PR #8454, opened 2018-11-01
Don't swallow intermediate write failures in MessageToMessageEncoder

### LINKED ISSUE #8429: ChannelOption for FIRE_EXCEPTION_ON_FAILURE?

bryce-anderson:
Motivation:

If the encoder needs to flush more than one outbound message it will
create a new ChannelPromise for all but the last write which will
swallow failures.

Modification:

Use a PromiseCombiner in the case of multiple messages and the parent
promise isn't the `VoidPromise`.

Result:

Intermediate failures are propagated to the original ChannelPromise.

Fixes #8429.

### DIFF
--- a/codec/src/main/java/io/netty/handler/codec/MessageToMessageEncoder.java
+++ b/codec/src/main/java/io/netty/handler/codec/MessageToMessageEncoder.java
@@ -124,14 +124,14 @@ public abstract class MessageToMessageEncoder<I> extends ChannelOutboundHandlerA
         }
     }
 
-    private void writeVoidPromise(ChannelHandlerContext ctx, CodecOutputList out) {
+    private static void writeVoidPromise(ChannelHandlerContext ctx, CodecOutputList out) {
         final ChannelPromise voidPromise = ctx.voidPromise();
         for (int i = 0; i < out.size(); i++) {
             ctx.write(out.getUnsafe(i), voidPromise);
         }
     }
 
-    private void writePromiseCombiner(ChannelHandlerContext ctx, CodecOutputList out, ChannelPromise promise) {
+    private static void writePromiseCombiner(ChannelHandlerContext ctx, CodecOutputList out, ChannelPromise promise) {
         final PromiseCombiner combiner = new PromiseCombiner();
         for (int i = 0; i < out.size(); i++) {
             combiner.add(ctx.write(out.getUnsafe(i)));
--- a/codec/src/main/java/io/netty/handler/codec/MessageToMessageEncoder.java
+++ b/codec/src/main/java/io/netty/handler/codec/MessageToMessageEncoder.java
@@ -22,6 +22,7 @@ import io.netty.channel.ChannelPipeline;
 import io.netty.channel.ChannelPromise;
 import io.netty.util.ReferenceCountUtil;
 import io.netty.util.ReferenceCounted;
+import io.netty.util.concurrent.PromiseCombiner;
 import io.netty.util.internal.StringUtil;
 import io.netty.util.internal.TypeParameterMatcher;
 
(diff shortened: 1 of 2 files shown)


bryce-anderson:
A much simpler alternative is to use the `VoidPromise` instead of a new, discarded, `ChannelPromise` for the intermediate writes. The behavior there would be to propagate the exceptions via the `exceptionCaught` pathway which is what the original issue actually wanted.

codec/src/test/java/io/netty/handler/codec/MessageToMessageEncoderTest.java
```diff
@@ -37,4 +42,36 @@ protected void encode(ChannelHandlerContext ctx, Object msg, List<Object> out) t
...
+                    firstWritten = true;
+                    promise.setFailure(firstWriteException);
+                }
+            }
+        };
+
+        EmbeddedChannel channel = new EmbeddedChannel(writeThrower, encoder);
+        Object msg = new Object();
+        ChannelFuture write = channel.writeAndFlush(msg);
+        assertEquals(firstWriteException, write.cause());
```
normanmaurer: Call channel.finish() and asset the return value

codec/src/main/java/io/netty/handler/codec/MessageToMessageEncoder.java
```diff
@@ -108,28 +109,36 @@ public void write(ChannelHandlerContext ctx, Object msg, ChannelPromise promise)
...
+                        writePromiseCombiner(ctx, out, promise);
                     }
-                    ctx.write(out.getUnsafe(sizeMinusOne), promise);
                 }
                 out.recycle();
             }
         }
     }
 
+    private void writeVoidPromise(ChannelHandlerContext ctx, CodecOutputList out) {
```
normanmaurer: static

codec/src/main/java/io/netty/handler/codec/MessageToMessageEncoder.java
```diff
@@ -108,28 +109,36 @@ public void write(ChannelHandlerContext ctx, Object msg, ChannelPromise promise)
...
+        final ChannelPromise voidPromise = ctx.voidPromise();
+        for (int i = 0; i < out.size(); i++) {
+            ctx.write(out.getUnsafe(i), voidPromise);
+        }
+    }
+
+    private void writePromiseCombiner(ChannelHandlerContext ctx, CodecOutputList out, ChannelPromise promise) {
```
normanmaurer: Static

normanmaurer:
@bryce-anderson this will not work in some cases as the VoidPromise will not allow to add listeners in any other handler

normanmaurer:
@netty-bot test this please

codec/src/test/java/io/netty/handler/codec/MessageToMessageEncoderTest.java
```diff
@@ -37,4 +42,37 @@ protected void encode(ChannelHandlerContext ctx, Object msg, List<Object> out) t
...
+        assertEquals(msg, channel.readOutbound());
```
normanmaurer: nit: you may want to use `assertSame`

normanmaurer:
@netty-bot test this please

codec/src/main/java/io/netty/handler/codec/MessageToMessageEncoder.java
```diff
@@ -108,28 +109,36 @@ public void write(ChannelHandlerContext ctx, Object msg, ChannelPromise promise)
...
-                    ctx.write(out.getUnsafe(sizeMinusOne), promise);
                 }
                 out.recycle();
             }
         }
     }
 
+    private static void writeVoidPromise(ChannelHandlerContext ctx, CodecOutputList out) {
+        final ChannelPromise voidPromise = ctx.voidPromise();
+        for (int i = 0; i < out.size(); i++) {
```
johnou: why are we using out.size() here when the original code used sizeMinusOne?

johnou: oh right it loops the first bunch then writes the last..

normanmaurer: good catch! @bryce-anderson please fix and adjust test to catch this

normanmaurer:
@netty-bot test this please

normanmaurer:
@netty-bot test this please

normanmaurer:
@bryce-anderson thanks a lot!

**Work instruction**
All of the material should appear again, reproduced word for word.

**Answer to this task**
PR #8454, opened 2018-11-01
Don't swallow intermediate write failures in MessageToMessageEncoder

### LINKED ISSUE #8429: ChannelOption for FIRE_EXCEPTION_ON_FAILURE?

bryce-anderson:
Motivation:

If the encoder needs to flush more than one outbound message it will
create a new ChannelPromise for all but the last write which will
swallow failures.

Modification:

Use a PromiseCombiner in the case of multiple messages and the parent
promise isn't the `VoidPromise`.

Result:

Intermediate failures are propagated to the original ChannelPromise.

Fixes #8429.

### DIFF
--- a/codec/src/main/java/io/netty/handler/codec/MessageToMessageEncoder.java
+++ b/codec/src/main/java/io/netty/handler/codec/MessageToMessageEncoder.java
@@ -124,14 +124,14 @@ public abstract class MessageToMessageEncoder<I> extends ChannelOutboundHandlerA
         }
     }
 
-    private void writeVoidPromise(ChannelHandlerContext ctx, CodecOutputList out) {
+    private static void writeVoidPromise(ChannelHandlerContext ctx, CodecOutputList out) {
         final ChannelPromise voidPromise = ctx.voidPromise();
         for (int i = 0; i < out.size(); i++) {
             ctx.write(out.getUnsafe(i), voidPromise);
         }
     }
 
-    private void writePromiseCombiner(ChannelHandlerContext ctx, CodecOutputList out, ChannelPromise promise) {
+    private static void writePromiseCombiner(ChannelHandlerContext ctx, CodecOutputList out, ChannelPromise promise) {
         final PromiseCombiner combiner = new PromiseCombiner();
         for (int i = 0; i < out.size(); i++) {
             combiner.add(ctx.write(out.getUnsafe(i)));
--- a/codec/src/main/java/io/netty/handler/codec/MessageToMessageEncoder.java
+++ b/codec/src/main/java/io/netty/handler/codec/MessageToMessageEncoder.java
@@ -22,6 +22,7 @@ import io.netty.channel.ChannelPipeline;
 import io.netty.channel.ChannelPromise;
 import io.netty.util.ReferenceCountUtil;
 import io.netty.util.ReferenceCounted;
+import io.netty.util.concurrent.PromiseCombiner;
 import io.netty.util.internal.StringUtil;
 import io.netty.util.internal.TypeParameterMatcher;
 
(diff shortened: 1 of 2 files shown)


bryce-anderson:
A much simpler alternative is to use the `VoidPromise` instead of a new, discarded, `ChannelPromise` for the intermediate writes. The behavior there would be to propagate the exceptions via the `exceptionCaught` pathway which is what the original issue actually wanted.

codec/src/test/java/io/netty/handler/codec/MessageToMessageEncoderTest.java
```diff
@@ -37,4 +42,36 @@ protected void encode(ChannelHandlerContext ctx, Object msg, List<Object> out) t
...
+                    firstWritten = true;
+                    promise.setFailure(firstWriteException);
+                }
+            }
+        };
+
+        EmbeddedChannel channel = new EmbeddedChannel(writeThrower, encoder);
+        Object msg = new Object();
+        ChannelFuture write = channel.writeAndFlush(msg);
+        assertEquals(firstWriteException, write.cause());
```
normanmaurer: Call channel.finish() and asset the return value

codec/src/main/java/io/netty/handler/codec/MessageToMessageEncoder.java
```diff
@@ -108,28 +109,36 @@ public void write(ChannelHandlerContext ctx, Object msg, ChannelPromise promise)
...
+                        writePromiseCombiner(ctx, out, promise);
                     }
-                    ctx.write(out.getUnsafe(sizeMinusOne), promise);
                 }
                 out.recycle();
             }
         }
     }
 
+    private void writeVoidPromise(ChannelHandlerContext ctx, CodecOutputList out) {
```
normanmaurer: static

codec/src/main/java/io/netty/handler/codec/MessageToMessageEncoder.java
```diff
@@ -108,28 +109,36 @@ public void write(ChannelHandlerContext ctx, Object msg, ChannelPromise promise)
...
+        final ChannelPromise voidPromise = ctx.voidPromise();
+        for (int i = 0; i < out.size(); i++) {
+            ctx.write(out.getUnsafe(i), voidPromise);
+        }
+    }
+
+    private void writePromiseCombiner(ChannelHandlerContext ctx, CodecOutputList out, ChannelPromise promise) {
```
normanmaurer: Static

normanmaurer:
@bryce-anderson this will not work in some cases as the VoidPromise will not allow to add listeners in any other handler

normanmaurer:
@netty-bot test this please

codec/src/test/java/io/netty/handler/codec/MessageToMessageEncoderTest.java
```diff
@@ -37,4 +42,37 @@ protected void encode(ChannelHandlerContext ctx, Object msg, List<Object> out) t
...
+        assertEquals(msg, channel.readOutbound());
```
normanmaurer: nit: you may want to use `assertSame`

normanmaurer:
@netty-bot test this please

codec/src/main/java/io/netty/handler/codec/MessageToMessageEncoder.java
```diff
@@ -108,28 +109,36 @@ public void write(ChannelHandlerContext ctx, Object msg, ChannelPromise promise)
...
-                    ctx.write(out.getUnsafe(sizeMinusOne), promise);
                 }
                 out.recycle();
             }
         }
     }
 
+    private static void writeVoidPromise(ChannelHandlerContext ctx, CodecOutputList out) {
+        final ChannelPromise voidPromise = ctx.voidPromise();
+        for (int i = 0; i < out.size(); i++) {
```
johnou: why are we using out.size() here when the original code used sizeMinusOne?

johnou: oh right it loops the first bunch then writes the last..

normanmaurer: good catch! @bryce-anderson please fix and adjust test to catch this

normanmaurer:
@netty-bot test this please

normanmaurer:
@netty-bot test this please

normanmaurer:
@bryce-anderson thanks a lot!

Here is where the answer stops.